A six-year study of a special type of brain aneurysm -- the thrombotic aneurysm -- has led to a treatment "roadmap" that should mean better outcomes for patients with this unusual medical problem.
UCSF Medical Center neurosurgeon Michael Lawton, MD, headed the clinical research team. The findings are reported in the March 2005 issue of Neurosurgery.
Approximately 5 percent of the U.S. population develops a brain aneurysm at some time, and an even smaller percentage -- about 0.5 percent -- is diagnosed with a thrombotic aneurysm. An aneurysm is an outpouching or bulge in an artery that usually forms at a branch point. The bulge represents a weakened spot in the arterial wall, and without treatment there is a risk of hemorrhage leading to brain damage or death. A thrombotic aneurysm is unusual because it contains a blood clot.
In surgical treatment for a brain aneurysm, tiny metal clips, something like tiny clothespins, are typically used to separate the aneurysm from the normal vessel. The clips keep blood from entering the aneurysm, and as a result future bleeding is prevented and nearby brain tissue is protected. A solid clot inside the aneurysm makes it difficult for the blades of the clip to squeeze the aneurysm and make the separation from the normal vessel.
In an attempt to develop better ways to treat patients with thrombotic aneurysms, the research team studied 68 patients with the disorder. The researchers developed a classification system of six different types of thrombotic aneurysms and the best way to treat each type.
At UCSF Medical Center, surgeons perform more than 400 brain aneurysm procedures a year, and while all are not thrombotic, when this type does arise it presents particular challenges to a neurosurgeon, according to Lawton.
"When confronted with a thrombotic aneurysm, the neurosurgeon's instinct to clip collides with the solid mass of the aneurysm forcing him or her to trap the aneurysm between temporary clips...," the researchers write in the journal article. The next steps are to open the aneurysm wall, remove the blood clot from inside the aneurysm, and then reconstruct the neck of the aneurysm with clips. "This technique is stressful and the outcome unpredictable," they add, and can be associated with prolonged interruption of blood flow to the brain (known as ischemia), failed reconstructions, and poor results.
The study sought to address this with a classification system, giving the neurosurgeons more information on how to proceed with these challenging cases, Lawton said.
"There is little time to waste when a patient presents with an aneurysm," Lawton said. "The classification scheme may provide important preoperative guidance to neurosurgeons, increasing the chances of preserving the patient's life and function."
Lawton likened the classification to a driver having a roadmap. "It puts the surgeon a couple of steps further ahead," he said.
All of the patients in the study had surgery performed by Lawton. There were 41 women and 27 men who ranged in age from 11 to 79 years old, with a mean age of 53. The aneurysm types were assigned by the other study investigators on the basis of preoperative radiographic studies independent of findings during surgery.

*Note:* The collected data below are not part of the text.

PR #25, opened 2015-10-28
Add the ability to annotate scores.

dianakhuang:
## [TNL-3462](https://openedx.atlassian.net/browse/TNL-3462)

Add a new `ScoreAnnotation` model for annotating 'special' scores that may exist for reasons outside the typical workflow (for example: staff overrides).

### Testing
- [x] Unit, integration, acceptance tests as appropriate
- [x] Database migrations are backwards-compatible

### Reviewers
- [ ] Code review: @andy-armstrong 
- [x] Code review: @efischer19 

FYI: @maxrothman - we're adding a new table here, @ormsbee - just in case you wanted to give it a quick once-over.

### Post-review
- [ ] Squash commits

### DIFF
--- a/submissions/api.py
+++ b/submissions/api.py
@@ -10,13 +10,13 @@ import json
 
 from django.conf import settings
 from django.core.cache import cache
-from django.db import IntegrityError, DatabaseError
+from django.db import IntegrityError, DatabaseError, transaction
 from dogapi import dog_stats_api
 
 from submissions.serializers import (
     SubmissionSerializer, StudentItemSerializer, ScoreSerializer
 )
-from submissions.models import Submission, StudentItem, Score, ScoreSummary, score_set, score_reset
+from submissions.models import Submission, StudentItem, Score, ScoreSummary, ScoreAnnotation, score_set, score_reset
 
 logger = logging.getLogger("submissions.api")
 
@@ -698,7 +698,8 @@ def reset_score(student_id, course_id, item_id):
         logger.info(msg)
 
 
-def set_score(submission_uuid, points_earned, points_possible):
+def set_score(submission_uuid, points_earned, points_possible,
+              annotation_creator=None, annotation_type=None, annotation_reason=None):
     """Set a score for a particular submission.
 
     Sets the score for a particular submission. This score is calculated
@@ -708,6 +709,11 @@ def set_score(submission_uuid, points_earned, points_possible):
         submission_uuid (str): UUID for the submission (must exist).
         points_earned (int): The earned points for this submission.
         points_possible (int): The total points possible for this particular student item.
+
+        annotation_creator (str): An optional field for recording who gave this particular score
+        annotation_type (str): An optional field for recording what type of annotation should be created,
+                                e.g. "staff_override".
+        annotation_reason (str): An optional field for recording why this score was set to its value.
 
     Returns:
         None
@@ -761,9 +767,19 @@ def set_score(submission_uuid, points_earned, points_possible):
     # even though we cannot retrieve it.
     # In this case, we assume that someone else has already created
     # a score summary and ignore the error.
+    # TODO: once we're using Django 1.8, use transactions to ensure that these
+    # two models are saved at the same time.
     try:
         score_model = score.save()
         _log_score(score_model)
+        if annotation_creator is not None:
+            score_annotation = ScoreAnnotation(
+                score=score_model,
+                creator=annotation_creator,
+                annotation_type=annotation_type,
+                reason=annotation_reason
+            )
+            score_annotation.save()
         # Send a signal out to any listeners who are waiting for scoring events.
         score_set.send(
             sender=None,
--- a/submissions/models.py
+++ b/submissions/models.py
@@ -11,6 +11,7 @@ need to then generate a matching migration for it using:
 """
 import logging
 
+from south.modelsinspector import add_introspection_rules
 from django.db import models, DatabaseError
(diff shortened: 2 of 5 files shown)


submissions/api.py
```diff
@@ -709,6 +710,11 @@ def set_score(submission_uuid, points_earned, points_possible):
         points_earned (int): The earned points for this submission.
         points_possible (int): The total points possible for this particular student item.
 
+        score_creator (str): An optional field for recording who made this particular score
```
efischer19: Nit: "who made this particular score" reads a bit ambiguously to me - it could mean either:
  * The original learner, as in "Little Bobby made a score of 94 on his homework"
  * The grader, as in "Big Bobby made a score of 94; that is what will be assigned to Little Bobby's homework response"

Maybe "who gave this particular score"?

submissions/api.py
```diff
@@ -764,6 +770,14 @@ def set_score(submission_uuid, points_earned, points_possible):
     try:
         score_model = score.save()
         _log_score(score_model)
+        if score_creator is not None:
```
efischer19: What's the relationship between annotated and non-annotated scores? Is it possible for a score to exist, but not be annotated? Using `score_creator` in this conditional seems to imply that any score that has been created will be annotated.

If that's not the case, could we rename this variable to `annotation_creator`, or something else that more clearly illustrates the relationship between the annotator, the original score, and the annotated score?

efischer19:
Looks great, just a few questions about documentation and variable naming. Otherwise this looks like exactly what we need.

efischer19:
:+1:

andy-armstrong:
@dianakhuang Do you want to have a feature branch for this change, or are you thinking it is it safe to just merge it ahead of the full staff grading feature?

dianakhuang:
@andy-armstrong I think it's safe to merge it into edx-submissions and then cut a new release of edx-submissions when we're ready to use this feature.

submissions/api.py
```diff
@@ -764,6 +770,14 @@ def set_score(submission_uuid, points_earned, points_possible):
...
         score_model = score.save()
         _log_score(score_model)
+        if annotation_creator is not None:
+            score_annotation = ScoreAnnotation(
+                score=score_model,
+                creator=annotation_creator,
+                annotation_type=annotation_type,
+                reason=annotation_reason
+            )
+            score_annotation.save()
```
andy-armstrong: What should happen if there is an error saving the annotation? Is this whole operation transactional, or will we end up with a score without an annotation?

dianakhuang: We can end up with a score without an annotation if the annotation fails. Do you think it makes sense to make it a manual transaction where both have to succeed before commiting?

andy-armstrong: I think it would make sense to validate the score annotation before saving the score, so that if there is an issue (say one of the field values being too long) it is caught first.

submissions/tests/test_api.py
```diff
@@ -268,6 +271,28 @@ def test_set_score_signal(self, send_mock):
...
+        # for auditing purposes.
+        annotations = ScoreAnnotation.objects.all()
+        self.assertGreater(len(annotations), 0)
+        annotation = annotations[0]
+        self.assertEqual(annotation.score.points_earned, 11)
+        self.assertEqual(annotation.score.points_possible, 12)
+        self.assertEqual(annotation.annotation_type, annotation_type)
+        self.assertEqual(annotation.creator, creator_uuid)
+        self.assertEqual(annotation.reason, reason)
+
```
andy-armstrong: I'd add a test where the score annotation is invalid (say the annotation_type is too long) and verify the behavior.

submissions/models.py
```diff
@@ -274,3 +274,16 @@ def update_score_summary(sender, **kwargs):
...
+class ScoreAnnotation(models.Model):
+    """ Annotate individual scores with extra information if necessary. """
+
+    score = models.ForeignKey(Score)
+    # A string that will represent the 'type' of annotation,
+    # e.g. staff_override, etc.
+    annotation_type = models.CharField(max_length=255, blank=False, db_index=True)
+
+    # The anonymized User ID that the XBlock sees, not their real ID.
+    creator = models.CharField(max_length=255, blank=False, db_index=True)
```
andy-armstrong: It might be good to introduce an AnonymizedUserIDField so that we can share validation. I'm presuming we also store anonymized ids in the submissions themselves.

submissions/api.py
andy-armstrong: Yes, I do think it would make sense to keep it transactional if we can.

andy-armstrong:
@dianakhuang I'm done with my first pass and it looks great. I would like to see the operations be transactional and have tests for more of the error cases, but then I think this looks good to go.

dianakhuang:
@andy-armstrong Could you take another look? I didn't implement the transactions or write a test case where the annotation fails to save.

submissions/models.py
```diff
@@ -41,7 +55,7 @@ class StudentItem(models.Model):
 
     """
     # The anonymized Student ID that the XBlock sees, not their real ID.
-    student_id = models.CharField(max_length=255, blank=False, db_index=True)
+    student_id = AnonymizedUserIDField()
```
andy-armstrong: Am I remembering correctly that this doesn't require any migration, because the underlying storage is the same.

dianakhuang: Yes. To South, it's basically the same thing.

andy-armstrong:
:+1: Looks great, thanks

An important finding of the study was that, despite their solid mass, one-third of thrombotic aneurysms can be treated surgically with conventional clipping, the researchers noted.
In addition, the researchers discovered that patients with unclippable thrombotic aneurysms had more favorable results when treated with bypass and occlusion, rather than with thrombectomy (removal of the clot) and reconstruction of the parent arteries with clips. With aneurysm occlusion, the surgical team completely shuts down the affected artery, but in order to do that safely, blood flow is first rerouted around the aneurysm with a bypass. In a bypass procedure, a blood vessel is taken from another part of the body, usually the leg, and is grafted to a brain artery downstream from the aneurysm to maintain blood flow to that territory. This treatment therefore eliminates blood flow through an aneurysm while preserving flow to normal brain.
The journal report details, through description and illustration, the six classifications of thrombotic aneurysms. The aneurysms range from Type 1, which is the classic thrombotic aneurysm, to Type 6, in which the aneurysm was previously treated with implantation of coils. These tiny platinum coils are deployed into the aneurysm to block blood flow and prevent rupture.
Along with Lawton, authors of the paper include Alfredo Quinones-Hinojosa, MD, and Edward Chang, MD, both residents in neurosurgery, UCSF Medical Center; and Timothy Yu, MD, Department of Neurology, Massachusetts General Hospital, Harvard Medical School.